Fear of being wrong is really about not having control over everything. This is a daily challenge that is compounded by the fact that those darn-side effects of chemotherapy have changed me. My attention span is shorter and my ability to retain the knowledge reaches a maximum each day. I can't keep track of things like I used to. This is only frustrating when I realize it, otherwise I just go with the flow until it becomes a flood.....

So the great flood has come. I have been eating healthy (no processed foods) since October and working out in the gym. That was supposed to be the recipe for fat loss. Ha ha. Not lost anything since November. Yes, it is frustrating. So, got some blood work and toxicology tests done to get some advanced biochemical feedback. That was interesting. Results show some missing vitamins and amino acids among other things. It now means 3 months of supplements to re-balance everything inside so that I can loss some fat.

This is extremely frustrating. Working out for 4 months and it feels like I am standing still in relation to this goal. This is the worst roller coaster ride ever. Eating well, exercising and still no results. Maybe we are destined to be a certain weight? I know that healthy eating is here to stay for me along with the exercise- that is logical. Doing all the work and not losing - that is not logical.  KEEP FIGHTING. KEEP ASKING QUESTIONS. A solution or answer is on the horizon.
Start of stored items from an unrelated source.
PR #225, opened 2024-04-09
docs: document use of volume mounts for logs

theseion:


dune73:
Useful example. Thanks.

theseion:
Why don't we just make the Docker Hub readme very concise and link to the "full docs"? That way, people need to go to the GH readme.

theseion:
I've update the readme for Docker Hub. I noticed that the version on Docker Hub is outdated anyway. We don't push the readme automatically, it seems, so someone need to do it manually or we modify the job. As I no longer expect any changes to be made to the readme, we could stick to the manual approach, if we have the credentials.

fzipi (approved):

fzipi:
Manually pushed update.

PR #235, opened 2024-04-24
chore: error if port or ssl_port are lower than 1024

fzipi:
## what

- do not start container if port or ssl_port are defined lower than 1024

## why

after moving to unprivileged containers, people might not have updated their setups, bringing problems when starting


theseion (changes requested):

fzipi:
Maybe moving this to a file instead so it can be included in both servers.

theseion (approved):

PR #1252, opened 2021-06-07
Add validation of required path parameters

### LINKED ISSUE #459: New rules proposition
I've found a description of extra rules implemented by some swagger validator:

Luckily for me, the downs are balanced by the ups.

Crossing the Millenium Bridge on the way to the Tate. 
WHAT ARE THE UPs? Spending time with friends and family. This week was a visit to the Tate Modern Musuem to see an exhibit of Dumas. Very cool and interesting exhibit. Another example is just today when we went to a restaurant called STOCKHOLM which is run by Swedes here in London. We went with Kristina, Magnus and their children (who attend the same school as our kids and are from Sweden). We ate typical Swedish food and finished it off with a semla. YUM YUM.


This will be a busy week if I do everything on my list. Starting off the week tomorrow with a long walk before my workout. Good Night! Sleep tight!

KEEPING FIT. LOVING MY FITBIT CHARGE HR.
EATING HEALTHY. NEW FAVORITE IS SHRIMP STIR-FRY.
FRIENDS. LAUGHING. HUGS. SMILES. KICKING BUTT.